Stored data
BEGIN
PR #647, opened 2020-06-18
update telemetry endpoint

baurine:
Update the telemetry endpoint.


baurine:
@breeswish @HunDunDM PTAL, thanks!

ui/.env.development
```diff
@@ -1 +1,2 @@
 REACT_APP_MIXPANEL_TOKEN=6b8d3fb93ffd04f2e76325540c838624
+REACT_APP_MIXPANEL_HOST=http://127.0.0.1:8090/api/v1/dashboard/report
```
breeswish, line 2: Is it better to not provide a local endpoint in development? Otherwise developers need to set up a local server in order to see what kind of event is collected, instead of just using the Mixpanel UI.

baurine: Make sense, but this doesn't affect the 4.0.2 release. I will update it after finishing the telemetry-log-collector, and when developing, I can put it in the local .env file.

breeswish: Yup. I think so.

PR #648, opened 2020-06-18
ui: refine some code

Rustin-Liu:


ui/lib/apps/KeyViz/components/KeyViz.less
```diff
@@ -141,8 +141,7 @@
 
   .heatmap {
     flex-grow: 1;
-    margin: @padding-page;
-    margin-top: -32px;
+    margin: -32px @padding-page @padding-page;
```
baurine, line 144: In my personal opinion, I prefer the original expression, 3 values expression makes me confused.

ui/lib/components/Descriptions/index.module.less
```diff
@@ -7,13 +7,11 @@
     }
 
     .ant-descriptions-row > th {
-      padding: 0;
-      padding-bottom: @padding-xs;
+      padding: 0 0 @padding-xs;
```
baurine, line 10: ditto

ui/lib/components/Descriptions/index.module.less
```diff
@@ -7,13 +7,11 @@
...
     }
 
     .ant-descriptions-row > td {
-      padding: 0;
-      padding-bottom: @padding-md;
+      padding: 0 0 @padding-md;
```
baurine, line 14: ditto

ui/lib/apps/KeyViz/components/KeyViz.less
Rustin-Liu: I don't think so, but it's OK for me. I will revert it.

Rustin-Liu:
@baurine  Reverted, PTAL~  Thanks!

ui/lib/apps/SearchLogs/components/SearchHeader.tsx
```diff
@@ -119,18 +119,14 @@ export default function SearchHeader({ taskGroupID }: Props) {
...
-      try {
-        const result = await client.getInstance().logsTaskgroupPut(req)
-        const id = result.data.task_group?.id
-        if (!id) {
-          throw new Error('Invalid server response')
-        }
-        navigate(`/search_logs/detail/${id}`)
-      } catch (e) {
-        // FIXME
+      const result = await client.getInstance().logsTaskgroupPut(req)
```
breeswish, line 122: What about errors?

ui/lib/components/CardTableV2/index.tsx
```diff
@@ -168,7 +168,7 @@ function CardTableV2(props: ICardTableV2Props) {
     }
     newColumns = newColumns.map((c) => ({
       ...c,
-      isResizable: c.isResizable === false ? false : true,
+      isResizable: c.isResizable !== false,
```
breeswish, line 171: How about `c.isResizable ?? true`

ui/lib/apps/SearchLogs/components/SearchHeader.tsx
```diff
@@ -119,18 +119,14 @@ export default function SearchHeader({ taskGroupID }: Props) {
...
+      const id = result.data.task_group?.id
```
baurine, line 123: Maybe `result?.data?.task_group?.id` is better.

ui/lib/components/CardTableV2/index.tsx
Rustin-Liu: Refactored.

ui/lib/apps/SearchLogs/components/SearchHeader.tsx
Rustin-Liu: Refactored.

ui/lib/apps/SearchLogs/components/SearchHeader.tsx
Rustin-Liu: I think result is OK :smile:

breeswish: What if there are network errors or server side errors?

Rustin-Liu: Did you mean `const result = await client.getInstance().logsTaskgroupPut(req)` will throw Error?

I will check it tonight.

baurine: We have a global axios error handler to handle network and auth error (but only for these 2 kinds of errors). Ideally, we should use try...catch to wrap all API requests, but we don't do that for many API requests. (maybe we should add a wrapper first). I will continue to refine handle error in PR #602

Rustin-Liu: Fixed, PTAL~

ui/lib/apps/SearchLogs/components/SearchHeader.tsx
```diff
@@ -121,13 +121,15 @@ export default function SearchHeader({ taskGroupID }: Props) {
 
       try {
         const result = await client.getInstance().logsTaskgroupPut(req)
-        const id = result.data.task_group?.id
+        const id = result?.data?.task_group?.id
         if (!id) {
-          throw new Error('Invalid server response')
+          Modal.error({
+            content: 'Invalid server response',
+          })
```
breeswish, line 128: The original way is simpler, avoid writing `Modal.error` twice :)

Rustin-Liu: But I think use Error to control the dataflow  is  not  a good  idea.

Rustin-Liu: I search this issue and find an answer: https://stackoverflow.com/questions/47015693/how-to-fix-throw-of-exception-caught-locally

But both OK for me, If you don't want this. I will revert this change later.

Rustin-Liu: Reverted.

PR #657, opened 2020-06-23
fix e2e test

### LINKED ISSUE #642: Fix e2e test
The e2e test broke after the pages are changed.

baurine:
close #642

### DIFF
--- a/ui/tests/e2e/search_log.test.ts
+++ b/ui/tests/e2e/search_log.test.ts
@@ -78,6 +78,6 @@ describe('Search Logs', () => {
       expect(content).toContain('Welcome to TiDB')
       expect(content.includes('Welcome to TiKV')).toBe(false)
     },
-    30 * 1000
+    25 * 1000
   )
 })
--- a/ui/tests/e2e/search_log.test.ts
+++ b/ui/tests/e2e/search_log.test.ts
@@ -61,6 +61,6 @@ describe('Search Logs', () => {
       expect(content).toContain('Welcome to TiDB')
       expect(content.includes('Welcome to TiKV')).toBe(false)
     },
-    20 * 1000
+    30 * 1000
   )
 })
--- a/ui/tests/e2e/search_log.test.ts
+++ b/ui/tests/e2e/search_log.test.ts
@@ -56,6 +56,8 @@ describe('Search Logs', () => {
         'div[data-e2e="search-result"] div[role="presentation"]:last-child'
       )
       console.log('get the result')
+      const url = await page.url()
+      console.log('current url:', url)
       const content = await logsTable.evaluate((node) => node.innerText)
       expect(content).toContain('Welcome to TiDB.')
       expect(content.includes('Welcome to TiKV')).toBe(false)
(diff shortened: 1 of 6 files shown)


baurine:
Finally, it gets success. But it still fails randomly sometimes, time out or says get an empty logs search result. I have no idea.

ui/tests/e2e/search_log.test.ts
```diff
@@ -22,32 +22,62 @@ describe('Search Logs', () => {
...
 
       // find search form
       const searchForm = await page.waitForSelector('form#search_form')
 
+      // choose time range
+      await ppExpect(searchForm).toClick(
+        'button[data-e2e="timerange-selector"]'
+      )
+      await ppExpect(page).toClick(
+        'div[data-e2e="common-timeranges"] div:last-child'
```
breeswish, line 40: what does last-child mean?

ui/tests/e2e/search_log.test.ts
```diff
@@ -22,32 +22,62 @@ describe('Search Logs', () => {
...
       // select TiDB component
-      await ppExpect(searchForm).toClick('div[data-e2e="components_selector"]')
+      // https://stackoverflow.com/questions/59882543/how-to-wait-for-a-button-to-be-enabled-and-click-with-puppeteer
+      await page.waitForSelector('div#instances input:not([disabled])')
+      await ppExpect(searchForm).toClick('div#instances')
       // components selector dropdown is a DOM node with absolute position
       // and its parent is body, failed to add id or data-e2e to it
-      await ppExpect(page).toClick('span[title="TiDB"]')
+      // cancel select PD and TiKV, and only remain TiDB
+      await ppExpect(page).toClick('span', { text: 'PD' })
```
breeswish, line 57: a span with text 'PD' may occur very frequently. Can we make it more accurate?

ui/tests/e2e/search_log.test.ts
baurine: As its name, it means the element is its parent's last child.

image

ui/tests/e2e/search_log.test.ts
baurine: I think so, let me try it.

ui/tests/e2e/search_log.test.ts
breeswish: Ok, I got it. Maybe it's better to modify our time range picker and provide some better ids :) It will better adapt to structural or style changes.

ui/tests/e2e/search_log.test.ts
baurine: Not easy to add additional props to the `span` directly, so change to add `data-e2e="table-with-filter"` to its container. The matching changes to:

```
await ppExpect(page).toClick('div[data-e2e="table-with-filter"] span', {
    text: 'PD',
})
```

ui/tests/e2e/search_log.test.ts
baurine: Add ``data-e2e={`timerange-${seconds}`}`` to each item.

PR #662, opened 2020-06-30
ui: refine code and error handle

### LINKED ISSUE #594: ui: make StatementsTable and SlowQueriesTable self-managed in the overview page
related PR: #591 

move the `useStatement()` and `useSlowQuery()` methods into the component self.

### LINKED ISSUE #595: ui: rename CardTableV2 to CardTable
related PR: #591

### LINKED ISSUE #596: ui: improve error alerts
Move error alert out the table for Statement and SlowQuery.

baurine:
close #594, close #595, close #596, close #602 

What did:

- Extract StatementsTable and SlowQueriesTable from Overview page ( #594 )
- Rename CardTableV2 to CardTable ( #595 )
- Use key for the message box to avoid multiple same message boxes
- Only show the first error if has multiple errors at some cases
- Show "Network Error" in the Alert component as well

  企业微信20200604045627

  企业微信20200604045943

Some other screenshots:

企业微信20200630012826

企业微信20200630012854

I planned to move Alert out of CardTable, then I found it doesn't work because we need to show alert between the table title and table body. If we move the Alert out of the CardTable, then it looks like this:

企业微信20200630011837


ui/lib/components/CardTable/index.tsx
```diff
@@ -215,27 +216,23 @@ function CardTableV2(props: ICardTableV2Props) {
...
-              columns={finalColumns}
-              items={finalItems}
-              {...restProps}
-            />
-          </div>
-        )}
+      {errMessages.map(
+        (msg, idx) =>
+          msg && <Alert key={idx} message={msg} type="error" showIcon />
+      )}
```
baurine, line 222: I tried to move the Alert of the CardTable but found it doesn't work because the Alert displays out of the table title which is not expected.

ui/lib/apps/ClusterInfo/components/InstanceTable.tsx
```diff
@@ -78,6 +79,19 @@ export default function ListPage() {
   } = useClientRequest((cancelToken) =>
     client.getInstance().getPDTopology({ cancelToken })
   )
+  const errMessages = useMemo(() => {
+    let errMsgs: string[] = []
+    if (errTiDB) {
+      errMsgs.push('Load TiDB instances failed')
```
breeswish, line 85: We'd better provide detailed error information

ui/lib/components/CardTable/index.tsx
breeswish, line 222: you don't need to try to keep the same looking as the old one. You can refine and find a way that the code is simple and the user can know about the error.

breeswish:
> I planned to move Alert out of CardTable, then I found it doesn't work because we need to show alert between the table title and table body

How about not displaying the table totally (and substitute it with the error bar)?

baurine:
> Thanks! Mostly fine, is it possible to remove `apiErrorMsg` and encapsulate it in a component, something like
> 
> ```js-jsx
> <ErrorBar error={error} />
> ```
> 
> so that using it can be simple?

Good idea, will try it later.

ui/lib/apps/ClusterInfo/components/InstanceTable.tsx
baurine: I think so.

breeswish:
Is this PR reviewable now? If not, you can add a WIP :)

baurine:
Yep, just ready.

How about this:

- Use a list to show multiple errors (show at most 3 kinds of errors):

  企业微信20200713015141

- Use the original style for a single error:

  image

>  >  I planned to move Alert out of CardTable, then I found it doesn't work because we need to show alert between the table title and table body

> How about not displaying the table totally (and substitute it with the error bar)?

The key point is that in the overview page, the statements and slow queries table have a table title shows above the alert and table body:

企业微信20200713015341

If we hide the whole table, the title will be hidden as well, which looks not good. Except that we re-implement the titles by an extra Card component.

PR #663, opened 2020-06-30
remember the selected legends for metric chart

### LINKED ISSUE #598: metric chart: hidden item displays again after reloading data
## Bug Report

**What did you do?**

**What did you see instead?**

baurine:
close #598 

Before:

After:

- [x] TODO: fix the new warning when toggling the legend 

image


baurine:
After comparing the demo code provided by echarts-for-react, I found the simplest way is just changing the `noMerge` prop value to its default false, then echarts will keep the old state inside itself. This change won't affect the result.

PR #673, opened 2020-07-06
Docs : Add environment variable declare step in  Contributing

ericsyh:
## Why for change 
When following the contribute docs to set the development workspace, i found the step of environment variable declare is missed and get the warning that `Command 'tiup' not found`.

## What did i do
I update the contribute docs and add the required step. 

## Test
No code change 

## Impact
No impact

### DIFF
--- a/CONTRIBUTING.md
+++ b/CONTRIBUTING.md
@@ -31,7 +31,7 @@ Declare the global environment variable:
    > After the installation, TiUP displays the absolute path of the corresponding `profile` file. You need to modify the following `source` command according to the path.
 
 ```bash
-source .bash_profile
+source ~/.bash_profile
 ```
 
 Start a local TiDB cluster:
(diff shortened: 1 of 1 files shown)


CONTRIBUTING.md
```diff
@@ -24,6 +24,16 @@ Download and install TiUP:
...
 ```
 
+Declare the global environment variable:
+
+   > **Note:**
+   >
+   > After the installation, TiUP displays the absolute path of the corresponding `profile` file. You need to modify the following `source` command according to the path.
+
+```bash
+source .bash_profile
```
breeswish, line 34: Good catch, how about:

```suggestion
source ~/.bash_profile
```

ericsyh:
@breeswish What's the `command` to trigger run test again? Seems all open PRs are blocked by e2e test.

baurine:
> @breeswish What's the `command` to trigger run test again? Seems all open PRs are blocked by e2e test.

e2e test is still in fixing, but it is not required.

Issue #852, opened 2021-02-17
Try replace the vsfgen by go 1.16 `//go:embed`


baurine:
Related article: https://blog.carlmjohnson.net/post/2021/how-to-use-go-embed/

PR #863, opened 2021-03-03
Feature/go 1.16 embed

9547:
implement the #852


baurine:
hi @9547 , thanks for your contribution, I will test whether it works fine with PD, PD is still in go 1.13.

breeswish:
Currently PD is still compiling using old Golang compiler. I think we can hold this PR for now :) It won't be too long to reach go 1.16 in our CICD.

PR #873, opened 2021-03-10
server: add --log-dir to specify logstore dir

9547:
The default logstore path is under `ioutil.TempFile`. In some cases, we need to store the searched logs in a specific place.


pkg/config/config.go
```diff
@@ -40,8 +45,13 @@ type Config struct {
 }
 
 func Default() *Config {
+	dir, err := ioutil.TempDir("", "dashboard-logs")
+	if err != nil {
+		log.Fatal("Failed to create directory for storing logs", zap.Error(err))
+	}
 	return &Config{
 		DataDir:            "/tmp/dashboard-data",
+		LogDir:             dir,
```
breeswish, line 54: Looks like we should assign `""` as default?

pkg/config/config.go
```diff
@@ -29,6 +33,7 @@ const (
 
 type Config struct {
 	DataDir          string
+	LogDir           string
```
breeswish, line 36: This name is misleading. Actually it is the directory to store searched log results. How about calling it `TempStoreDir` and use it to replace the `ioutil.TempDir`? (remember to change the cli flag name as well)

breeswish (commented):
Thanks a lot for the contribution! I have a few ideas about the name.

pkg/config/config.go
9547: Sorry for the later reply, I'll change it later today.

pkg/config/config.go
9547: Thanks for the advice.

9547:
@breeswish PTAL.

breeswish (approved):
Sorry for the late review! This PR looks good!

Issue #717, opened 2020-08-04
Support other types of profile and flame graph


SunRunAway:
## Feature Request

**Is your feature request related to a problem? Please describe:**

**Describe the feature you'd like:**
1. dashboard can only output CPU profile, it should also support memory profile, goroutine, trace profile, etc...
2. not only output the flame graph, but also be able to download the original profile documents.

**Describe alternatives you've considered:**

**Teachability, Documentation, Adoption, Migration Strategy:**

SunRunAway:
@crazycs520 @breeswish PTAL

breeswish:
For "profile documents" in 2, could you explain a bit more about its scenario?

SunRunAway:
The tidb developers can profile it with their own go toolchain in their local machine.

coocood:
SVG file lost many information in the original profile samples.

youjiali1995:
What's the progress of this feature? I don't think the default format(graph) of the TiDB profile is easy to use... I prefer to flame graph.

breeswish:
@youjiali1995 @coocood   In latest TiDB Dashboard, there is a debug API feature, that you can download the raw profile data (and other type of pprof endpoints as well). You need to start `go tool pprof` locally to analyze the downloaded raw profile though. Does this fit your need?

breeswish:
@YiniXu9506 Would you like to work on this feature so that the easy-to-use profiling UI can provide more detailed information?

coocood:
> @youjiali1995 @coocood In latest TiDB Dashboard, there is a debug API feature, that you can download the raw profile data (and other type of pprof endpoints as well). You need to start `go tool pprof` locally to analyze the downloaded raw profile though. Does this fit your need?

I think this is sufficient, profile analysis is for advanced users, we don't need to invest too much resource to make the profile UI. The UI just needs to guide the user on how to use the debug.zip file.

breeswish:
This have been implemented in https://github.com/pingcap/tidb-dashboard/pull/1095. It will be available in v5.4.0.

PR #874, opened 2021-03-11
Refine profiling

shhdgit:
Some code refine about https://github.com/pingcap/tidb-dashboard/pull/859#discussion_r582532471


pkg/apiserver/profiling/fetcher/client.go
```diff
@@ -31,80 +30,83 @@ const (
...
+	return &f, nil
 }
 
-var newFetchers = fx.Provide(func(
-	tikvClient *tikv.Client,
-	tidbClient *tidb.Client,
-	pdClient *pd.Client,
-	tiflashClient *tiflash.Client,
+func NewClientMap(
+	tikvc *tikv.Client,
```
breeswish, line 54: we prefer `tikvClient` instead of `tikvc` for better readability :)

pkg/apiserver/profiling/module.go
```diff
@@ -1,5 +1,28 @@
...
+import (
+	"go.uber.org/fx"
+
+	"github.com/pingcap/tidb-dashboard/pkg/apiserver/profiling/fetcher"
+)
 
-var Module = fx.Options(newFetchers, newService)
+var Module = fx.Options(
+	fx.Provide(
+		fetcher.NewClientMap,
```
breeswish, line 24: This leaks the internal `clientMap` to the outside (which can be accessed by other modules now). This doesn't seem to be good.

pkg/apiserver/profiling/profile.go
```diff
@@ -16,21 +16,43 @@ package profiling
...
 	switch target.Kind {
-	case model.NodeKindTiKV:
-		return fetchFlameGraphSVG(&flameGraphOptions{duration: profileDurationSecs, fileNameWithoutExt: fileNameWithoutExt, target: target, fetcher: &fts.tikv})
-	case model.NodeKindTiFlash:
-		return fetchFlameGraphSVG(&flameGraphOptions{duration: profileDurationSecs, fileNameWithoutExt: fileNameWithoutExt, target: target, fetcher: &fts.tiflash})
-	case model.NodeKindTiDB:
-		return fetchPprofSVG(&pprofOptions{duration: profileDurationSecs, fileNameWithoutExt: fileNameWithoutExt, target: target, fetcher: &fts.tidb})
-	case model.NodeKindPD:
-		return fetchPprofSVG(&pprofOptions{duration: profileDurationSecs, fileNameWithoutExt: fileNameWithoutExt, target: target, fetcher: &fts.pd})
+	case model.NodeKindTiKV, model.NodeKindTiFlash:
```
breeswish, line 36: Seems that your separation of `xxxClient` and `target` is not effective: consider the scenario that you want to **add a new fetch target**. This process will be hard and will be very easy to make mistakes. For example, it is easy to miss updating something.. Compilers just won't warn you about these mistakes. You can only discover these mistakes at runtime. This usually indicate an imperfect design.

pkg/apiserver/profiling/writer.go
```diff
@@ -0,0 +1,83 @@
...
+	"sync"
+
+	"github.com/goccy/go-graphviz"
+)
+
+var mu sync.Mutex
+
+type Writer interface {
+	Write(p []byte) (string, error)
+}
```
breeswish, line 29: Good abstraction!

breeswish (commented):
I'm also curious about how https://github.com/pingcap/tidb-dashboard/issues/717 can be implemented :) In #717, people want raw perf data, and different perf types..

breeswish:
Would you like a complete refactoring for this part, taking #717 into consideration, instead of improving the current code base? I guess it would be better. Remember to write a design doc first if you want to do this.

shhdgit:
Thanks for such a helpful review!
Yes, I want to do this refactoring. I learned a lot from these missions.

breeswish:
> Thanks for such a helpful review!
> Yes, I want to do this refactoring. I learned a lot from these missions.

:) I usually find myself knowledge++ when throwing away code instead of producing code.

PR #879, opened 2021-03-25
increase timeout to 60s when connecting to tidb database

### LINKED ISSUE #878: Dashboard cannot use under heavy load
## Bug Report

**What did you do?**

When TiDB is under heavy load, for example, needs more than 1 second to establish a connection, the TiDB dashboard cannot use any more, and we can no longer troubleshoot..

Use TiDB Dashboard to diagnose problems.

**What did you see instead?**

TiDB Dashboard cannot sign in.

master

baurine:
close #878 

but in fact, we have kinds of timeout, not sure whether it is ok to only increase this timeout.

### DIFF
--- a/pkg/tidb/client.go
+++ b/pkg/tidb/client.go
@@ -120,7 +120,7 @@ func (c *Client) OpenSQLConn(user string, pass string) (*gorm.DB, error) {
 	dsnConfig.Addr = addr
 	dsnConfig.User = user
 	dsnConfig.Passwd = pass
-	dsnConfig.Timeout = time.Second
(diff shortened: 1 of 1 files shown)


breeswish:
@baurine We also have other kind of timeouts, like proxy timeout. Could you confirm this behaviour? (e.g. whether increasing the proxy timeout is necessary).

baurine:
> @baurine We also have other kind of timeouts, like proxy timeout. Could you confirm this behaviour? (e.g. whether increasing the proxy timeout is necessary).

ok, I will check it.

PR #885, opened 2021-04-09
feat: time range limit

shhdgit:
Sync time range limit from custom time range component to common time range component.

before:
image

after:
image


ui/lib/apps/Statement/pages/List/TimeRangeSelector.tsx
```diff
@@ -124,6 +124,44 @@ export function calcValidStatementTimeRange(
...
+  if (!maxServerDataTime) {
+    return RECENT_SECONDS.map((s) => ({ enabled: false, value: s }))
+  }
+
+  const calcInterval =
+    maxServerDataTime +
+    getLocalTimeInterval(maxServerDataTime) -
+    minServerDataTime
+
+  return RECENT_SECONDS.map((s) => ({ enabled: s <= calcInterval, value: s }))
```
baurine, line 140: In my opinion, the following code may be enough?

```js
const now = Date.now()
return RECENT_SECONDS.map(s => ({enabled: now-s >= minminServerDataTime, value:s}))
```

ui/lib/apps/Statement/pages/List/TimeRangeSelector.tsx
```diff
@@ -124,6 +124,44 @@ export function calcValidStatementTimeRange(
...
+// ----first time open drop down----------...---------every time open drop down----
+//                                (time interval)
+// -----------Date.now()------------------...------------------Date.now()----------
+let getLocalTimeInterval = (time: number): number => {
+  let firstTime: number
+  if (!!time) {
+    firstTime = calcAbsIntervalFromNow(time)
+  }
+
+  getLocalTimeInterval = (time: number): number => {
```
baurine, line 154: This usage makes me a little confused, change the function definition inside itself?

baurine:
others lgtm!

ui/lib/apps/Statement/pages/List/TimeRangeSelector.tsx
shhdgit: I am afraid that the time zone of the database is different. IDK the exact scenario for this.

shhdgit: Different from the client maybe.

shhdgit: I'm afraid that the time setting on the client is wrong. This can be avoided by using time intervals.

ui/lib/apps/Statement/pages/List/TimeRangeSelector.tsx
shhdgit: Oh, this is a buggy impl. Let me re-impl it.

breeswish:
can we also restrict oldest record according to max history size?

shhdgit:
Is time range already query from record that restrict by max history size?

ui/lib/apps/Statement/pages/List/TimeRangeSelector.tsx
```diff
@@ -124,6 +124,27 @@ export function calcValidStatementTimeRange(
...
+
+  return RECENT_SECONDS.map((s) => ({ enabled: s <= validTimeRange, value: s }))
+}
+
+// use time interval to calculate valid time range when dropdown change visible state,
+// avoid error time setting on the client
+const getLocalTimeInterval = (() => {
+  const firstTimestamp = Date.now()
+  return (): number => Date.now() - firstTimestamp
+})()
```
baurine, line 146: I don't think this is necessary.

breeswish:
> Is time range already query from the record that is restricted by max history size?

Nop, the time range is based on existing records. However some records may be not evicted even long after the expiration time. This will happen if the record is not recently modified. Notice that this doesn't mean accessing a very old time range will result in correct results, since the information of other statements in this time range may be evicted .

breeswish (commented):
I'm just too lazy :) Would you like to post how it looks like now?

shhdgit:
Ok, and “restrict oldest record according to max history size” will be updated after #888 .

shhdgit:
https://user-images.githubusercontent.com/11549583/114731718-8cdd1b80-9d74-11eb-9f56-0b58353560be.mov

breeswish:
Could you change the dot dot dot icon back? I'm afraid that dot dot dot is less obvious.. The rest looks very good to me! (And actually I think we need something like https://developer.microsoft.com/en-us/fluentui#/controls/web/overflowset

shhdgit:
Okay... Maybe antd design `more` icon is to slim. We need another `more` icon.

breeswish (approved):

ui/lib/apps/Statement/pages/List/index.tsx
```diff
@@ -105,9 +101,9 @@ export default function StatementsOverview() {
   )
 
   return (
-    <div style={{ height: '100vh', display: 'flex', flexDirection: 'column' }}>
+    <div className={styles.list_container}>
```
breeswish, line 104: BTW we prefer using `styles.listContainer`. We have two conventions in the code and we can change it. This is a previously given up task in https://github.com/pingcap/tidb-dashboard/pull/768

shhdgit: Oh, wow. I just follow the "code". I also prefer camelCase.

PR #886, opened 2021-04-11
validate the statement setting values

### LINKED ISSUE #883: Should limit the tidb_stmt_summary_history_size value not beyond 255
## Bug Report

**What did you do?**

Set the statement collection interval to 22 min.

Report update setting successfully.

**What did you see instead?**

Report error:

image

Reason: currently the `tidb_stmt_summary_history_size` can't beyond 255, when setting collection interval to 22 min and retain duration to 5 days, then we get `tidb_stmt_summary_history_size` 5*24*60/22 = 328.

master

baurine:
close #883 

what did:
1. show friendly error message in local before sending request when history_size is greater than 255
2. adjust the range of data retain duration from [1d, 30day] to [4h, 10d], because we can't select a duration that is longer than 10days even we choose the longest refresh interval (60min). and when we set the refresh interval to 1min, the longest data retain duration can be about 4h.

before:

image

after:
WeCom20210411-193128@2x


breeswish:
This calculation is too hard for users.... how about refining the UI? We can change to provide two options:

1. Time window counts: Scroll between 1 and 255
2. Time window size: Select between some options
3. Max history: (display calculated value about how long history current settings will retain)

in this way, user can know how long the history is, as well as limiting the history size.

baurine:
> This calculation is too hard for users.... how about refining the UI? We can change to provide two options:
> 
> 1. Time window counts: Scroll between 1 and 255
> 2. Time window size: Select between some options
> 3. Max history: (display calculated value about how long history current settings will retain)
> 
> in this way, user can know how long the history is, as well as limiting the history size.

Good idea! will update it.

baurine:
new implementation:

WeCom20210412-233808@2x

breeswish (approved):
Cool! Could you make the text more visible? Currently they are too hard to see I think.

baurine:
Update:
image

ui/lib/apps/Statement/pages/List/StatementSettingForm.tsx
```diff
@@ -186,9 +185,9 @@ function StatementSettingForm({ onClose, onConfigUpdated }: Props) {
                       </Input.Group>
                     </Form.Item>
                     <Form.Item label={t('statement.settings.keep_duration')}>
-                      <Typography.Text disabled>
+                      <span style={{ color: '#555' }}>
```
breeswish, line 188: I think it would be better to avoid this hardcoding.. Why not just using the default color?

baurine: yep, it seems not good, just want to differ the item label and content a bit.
END
Activity: Every line above from the line with "1. dashboard can" to the line with "alternatives you've considered:**", both included, must be reproduced exactly, and no other line may appear.

Your response:
1. dashboard can only output CPU profile, it should also support memory profile, goroutine, trace profile, etc...
2. not only output the flame graph, but also be able to download the original profile documents.

**Describe alternatives you've considered:**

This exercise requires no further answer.